## Information shown
Start of Block
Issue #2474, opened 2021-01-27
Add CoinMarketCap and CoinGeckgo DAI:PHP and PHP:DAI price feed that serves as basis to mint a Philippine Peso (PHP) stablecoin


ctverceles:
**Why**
End of Block
## Task
Go through the listing and copy all of it exactly.

## Exercise result
Issue #2474, opened 2021-01-27
Add CoinMarketCap and CoinGeckgo DAI:PHP and PHP:DAI price feed that serves as basis to mint a Philippine Peso (PHP) stablecoin


ctverceles:
**Why**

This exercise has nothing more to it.